30. Juni 2009 8 Kommentare
Leben 455 – Dienstag, 30.06.09

Es war drückend heiß, meine Klamotten klebten auf der Haut, der Schweiß lief  mir hinunter, wo er nur konnte. Ich hatte die Augen schon geraume Zeit geschlossen, spürte alleine am Druck auf meine Pobacken, dass wir uns in der Kurve des Bebacher Bahnhofs befinden, wo dieser Zug immer aufs Nebengleis fährt, um kurz darauf vom schnelleren Intercity überholt zu werden.

Ich höre, wie die Türen aufgehen, wie eine Vielzahl Pendler hier aussteigen, genieße die zusätzliche Zugluft, die die immer noch geöffneten Türen bieten, als sich plötzlich ein total entnervter Zugbegleiter sich über den Lautsprecher meldet.

„Verehrte Fahrgäste! Wegen…“ Er stutzt. Er weiß, dass er Überbringer der schlechten Nachricht ist, und so wie seine Ansage beginnt, steht es schlimm um Deutschland. Mindestens aber um diesen Zug.

„Wegen eines verspäteten Intercityexpress“ fährt er aufgeregt fort. Er spricht das frei oder liest es von seinem Handy ab, er hat wohl eine SMS bekommen. „verzögert sich die Abfahrt um wenige Minuten.“

Jeder, sowohl der Zugbegleiter als auch die Fahrgäste wissen aufgrund dieser präzisen Information, dass sie sich nun gegebenenfalls auf eine Übernachtung im Zug einstellen müssen. „Wenige Minuten“, das ist die Zeitspanne zwischen einem Wimpernschlag und „wir waren eine ganze Woche eingeschneit“.

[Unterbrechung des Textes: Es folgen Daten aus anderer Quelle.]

PR #7029, opened 2023-08-07
admin: imprv ui sizes of adminClusterOverview.html

pedropintosilva:
- Graph axis text is too small (10px) better to set it to 1em based on
parent div (16px). Good to also set any group within svg to 1em to
avoid any surprises
- Currently tablets from one card is spilling over to the next card
when there is not enough space. Better to allow scrolling.
- The left pane should be hidden even before reaching the mobile
size. This will fix the lack of space for cards and avoid everything
being so small

Change-Id: I58c88385875469b56542703663e570ab4d63fbdc

### DIFF
--- a/browser/admin/adminClusterOverview.html
+++ b/browser/admin/adminClusterOverview.html
@@ -5,6 +5,29 @@
     Admin.ClusterOverview(host);
 </script>
 
+<style>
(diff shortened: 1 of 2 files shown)


Rash419 (approved):
Thanks

PR #7035, opened 2023-08-09
Add option for print sheet

Darshan-upadhyay1110:
Change-Id: Ic4514648bd998575990bce877eda5d45884a8514

* Resolves: # 
* Target version: master 

### Summary
Added 2 options to print
    - Active sheet
    - All sheets

### TODO

- [ ] ...

### Checklist

### DIFF
--- a/browser/src/control/Control.Menubar.js
+++ b/browser/src/control/Control.Menubar.js
@@ -671,7 +671,10 @@ L.Control.Menubar = L.Control.extend({
 					{name: _('CSV file (.csv)'), id: 'downloadas-csv', type: 'action'}]},
 				{name: _UNO('.uno:SetDocumentProperties', 'spreadsheet'), uno: '.uno:SetDocumentProperties', id: 'properties'},
 				{type: 'separator'},
-				{name: L.Control.MenubarShortcuts.addShortcut(_UNO('.uno:Print', 'spreadsheet'), L.Control.MenubarShortcuts.shortcuts.PRINT), id: 'print', type: 'action'},
+				{name: L.Control.MenubarShortcuts.addShortcut(_UNO('.uno:Print', 'spreadsheet'), L.Control.MenubarShortcuts.shortcuts.PRINT), id: 'print', type: 'menu', menu: [
+					{name: _('Active sheet'), id: 'print-active-sheet', type: 'action'},
+					{name: _('All Sheets'), id: 'print-all-sheets', type: 'action'},
+				]},
 				{name: _('Close document'), id: 'closedocument', type: 'action'}
 			]},
 			{name: _UNO('.uno:EditMenu', 'spreadsheet'), id: 'editmenu', type: 'menu', menu: [
@@ -1857,7 +1860,9 @@ L.Control.Menubar = L.Control.extend({
 			|| id === 'deletepage'
 			|| id === 'remotelink'
 			|| id === 'toggledarktheme'
-			|| id === 'home-search') {
+			|| id === 'home-search'
+			|| id === 'print-active-sheet'
+			|| id == 'print-all-sheets') {
 			this._map.dispatch(id);
 		} else if (id === 'insertcomment') {
 			this._map.insertComment();
--- a/browser/src/control/Control.NotebookbarCalc.js
+++ b/browser/src/control/Control.NotebookbarCalc.js
@@ -154,8 +154,8 @@ L.Control.NotebookbarCalc = L.Control.NotebookbarWriter.extend({
 			},
 			!this._map['wopi'].HidePrintOption ?
 			{
-				'id': 'print',
-				'type': 'bigtoolitem',
+				'id': 'Data-Print:Print',
+				'type': 'menubutton',
 				'text': _UNO('.uno:Print', 'spreadsheet'),
 				'command': '.uno:Print',
 				'accessibility': { focusBack: true,	combination: 'PT', de: null }
--- a/browser/src/control/Control.Toolbar.js
+++ b/browser/src/control/Control.Toolbar.js
@@ -100,6 +100,9 @@ function onClick(e, id, item) {
 			map.toggleCommandState(getUNOCommand(item.uno));
 		}
 	}
+	else if (item.id === 'print-active-sheet' || item.id === 'print-all-sheets') {
+		map.dispatch(item.id);
+	}
 	else if (id === 'print') {
 		map.print();
 	}
--- a/browser/src/control/Toolbar.js
+++ b/browser/src/control/Toolbar.js
@@ -246,12 +246,12 @@ L.Map.include({
 			'options=' + options);
 	},
 
-	print: function () {
+	print: function (options) {
 		if (window.ThisIsTheiOSApp || window.ThisIsTheAndroidApp) {
 			window.postMobileMessage('PRINT');
 		} else {
 			this.showBusy(_('Downloading...'), false);
-			this.downloadAs('print.pdf', 'pdf', null, 'print');
+			this.downloadAs('print.pdf', 'pdf', options, 'print');
 		}
 	},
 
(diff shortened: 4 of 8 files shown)


Darshan-upadhyay1110:
Not able to print only the current sheet data by Print active Sheet option. 

I tried by setting the PrintRange ( only to sheet 1 for testing purpose https://github.com/CollaboraOnline/online/pull/7035/files#diff-460c498103a44955159750887652ddfb90cbe3a2daf389c2cfb5332a824a9a24 ) but it has no effect in result.

we are getting all sheets data same as normal print.


Maybe need to introduce new UNO command in core and get PrintRange accordingly.

@eszkadev can you help here

browser/src/control/Control.NotebookbarCalc.js
pedropintosilva, line 1: Please watch the indentation. See the removed formatting

Darshan-upadhyay1110: oh i see i'll fix with final commit for this feature

Darshan-upadhyay1110:
Note for me: need to add print option in menubar of comact mode. options are added in toolbar but also need to provide option in menubar 

menubar : 
image


top-toolbar: 
image


Notebookar : Done :)

image

Darshan-upadhyay1110:
Query:

in current implementation i am facing one problem.
- if we have 4 sheets in calc and for an example sheet 1,3,4 are having some content in it but sheet 2 is empty.
- at next step if we try to print sheet 4 it gives error like this.
image
- emprty Sheet 2 :  image
- the reson here  is we use Export as for printing and because to print any current sheet we are passing this information ( `CurrentSheet` )
image
- Export as we only consider pages with content in it and igrone the pages which are empty
- so Sheet 2 will ignore and page number of all sheets after that will be change for expirt purpose.
- and so if we now passing `PageRange` as 4 ( sheet 4)  but in real only 3 pages presnt and though this error occured

@pedropintosilva do you know is there any options are available to also consider empty pages to print or just not to discard while printing other active sheet.

pedropintosilva:
So, it seems that on core that option (don't print empty sheets) is enabled by default

But I think we don't have additional option that an be set on online side https://sdk.collaboraonline.com/docs/postmessage_api.html?highlight=action_export used to then call downloadas:

```js
Map.WOPI.js
 			if (msg.Values) {
				var format = msg.Values.Format;
				var fileName = this._map['wopi'].BaseFileName;
				fileName = fileName.substr(0, fileName.lastIndexOf('.'));
				fileName = fileName === '' ? 'document' : fileName;
				this._map.downloadAs(fileName + '.' + format, format);
			}
```
So I wonder what we should do here. Any thoughts @eszkadev ?

eszkadev:
> So, it seems that on core that option (don't print empty sheets) is enabled by default
> 
> But I think we don't have additional option that an be set on online side https://sdk.collaboraonline.com/docs/postmessage_api.html?highlight=action_export used to then call downloadas:
> 
> ```js
> Map.WOPI.js
>  			if (msg.Values) {
> 				var format = msg.Values.Format;
> 				var fileName = this._map['wopi'].BaseFileName;
> 				fileName = fileName.substr(0, fileName.lastIndexOf('.'));
> 				fileName = fileName === '' ? 'document' : fileName;
> 				this._map.downloadAs(fileName + '.' + format, format);
> 			}
> ```
> 
> So I wonder what we should do here. Any thoughts @eszkadev ?

Above thing is unrelated, it's postmessage API while @Darshan-upadhyay1110  is working on online browser <-> online server API

We have to pass some new additional flag and apply it on the core side.

eszkadev:
> @eszkadev oh right, but then again there is no current option/parameter . We would need to add one and then handle it on core. Which leads to ask: couldn't we simply use our recent and already async download dialog ?:

I think there will be requests: do not show me that complex dialog I don't know what to do, I just want to print :)
And I think it is also not easy to attach it to the print workflow.

We are already passing some parameters to configure pdf generation, one more is not a big issue I think.

pedropintosilva:
ok, fair enough just wanted to be sure we didn't forget that dialog.

Darshan-upadhyay1110:
@pedropintosilva and @eszkadev
- there are some options to allow empty pages like  `IsSuppressEmptyPages`, `IsSkipEmptyPages` but that options are not beahving like they should be :(. 

-as we can see in code `PageRange` is working so this variables also should work.

- maybe we are using Exportas functinality for printing sheets and that is why some parts in core already descarding empty pages without considering this options 

 Any thoughts @pedropintosilva  , @eszkadev ?

Darshan-upadhyay1110:
@eszkadev i tried `selection` parameter option but i am confused here what shopuld be the value for that i tried with expression like this '`$Tabelle1.$A$1:$XFD$1048576` but not working. find some  example values like we passing in page range  ( 1-2 or 2-3)  but no luck

browser/src/control/Control.Toolbar.js
```diff
@@ -100,6 +100,30 @@ function onClick(e, id, item) {
 			map.toggleCommandState(getUNOCommand(item.uno));
 		}
 	}
+	else if (item.id === 'print-active-sheet') {
+		map.sendUnoCommand('.uno:.uno:DeletePrintArea');
```
eszkadev, line 104: duplicated code

browser/src/control/Control.Menubar.js
```diff
@@ -1848,6 +1851,28 @@ L.Control.Menubar = L.Control.extend({
 			this._map.dispatch('shareas');
 		} else if (id === 'print') {
 			this._map.print();
+		} else if (id === 'print-active-sheet') {
+			this._map.sendUnoCommand('.uno:.uno:DeletePrintArea');
```
eszkadev, line 1855: duplicated code

browser/src/control/Control.Toolbar.js
eszkadev: please use `this._map.dispatch(command)` and put action implementation in: browser/src/control/Toolbar.js  in `dispatch` method

browser/src/control/jsdialog/Widget.MenuButton.js
```diff
@@ -147,6 +149,32 @@ function _menubuttonControl (parentContainer, data, builder) {
 	return false;
 }
 
+function printSheets(item, builder) {
+	builder.map.sendUnoCommand('.uno:.uno:DeletePrintArea');
```
eszkadev, line 153: duplicated code

browser/src/control/Control.Toolbar.js
Darshan-upadhyay1110: okay got it

browser/src/control/jsdialog/Widget.MenuButton.js
```diff
@@ -114,6 +114,8 @@ function _menubuttonControl (parentContainer, data, builder) {
 				onSelect: function (event) {
 					if (event.item.uno)
 						builder.map.sendUnoCommand('.uno:' + event.item.uno);
+					else if (event.item.id === 'print-active-sheet' || event.item.id === 'print-all-sheets')
```
eszkadev, line 117: please rpepare generic solution, use `map.dispatch(event.item.xxx)`

eszkadev: not if (myspecial id, but detect something form JSON which will mean "use dispatch"

eszkadev: eg. `if (item.type == 'action') map.dispatch(item.id)`

browser/src/control/Toolbar.js
```diff
@@ -1073,6 +1073,29 @@ L.Map.include({
 		case 'renamedocument':
 			this.uiManager.renameDocument();
 			break;
+		case 'print-active-sheet':
+			this.sendUnoCommand('.uno:.uno:DeletePrintArea');
```
eszkadev, line 1077: dupliacted prefix: `.uno:.uno`

eszkadev (approved):
code looks good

Es wird auch kein Intercityexpress sein, der uns da überholt. Nur ein Intercity. Wobei das für uns Wartende nicht wirklich entscheidend ist. Der Arme tut mir leid. Hat wahrscheinlich einen harten Tag gehabt. In der Bullenhitze. In Uniform. Und den repräsentativen Querschnitt der Bevölkerung als Gast in seinem Zug.

Bis zu diesem Augenblick war diesem armen Teufel das Mitgefühl der meisten Fahrgäste sicher. Bestimmt.

Ich höre gerade noch seine Worte in meinem Ohr verklingen, als er mit freudiger, sich überschlagender Stimme durch die Lautsprecher brüllt, ja er brüllt es, er muss diese gute Nachricht schnellstmöglich loswerden: „Nein, doch nicht, wir fahren weiter!“ Ich hätte ihm gewünscht, dass er jetzt das spontane Lächeln und Schmunzeln auf den Gesichtern der Mitreisenden hätte sehen können.

Schmunzeln, weil dieser Mensch hinsichtlich seiner Gefühle geradezu nackig vor uns da stand. Und ihm alle wohl gewünscht haben, dass die Freude über die Nicht-Überholung ihn etwas in seinem stressigen Arbeitstag stabilisieren möge.

Lächeln, weil wir uns alle ein bisschen in ihm entdeckt haben. Opfer der Hitze. Opfer äußerer Umstände. Überbringer schlechter und lieber noch guter Nachrichten. Menschen mit Schwächen. (Und lieber noch mit Stärken.)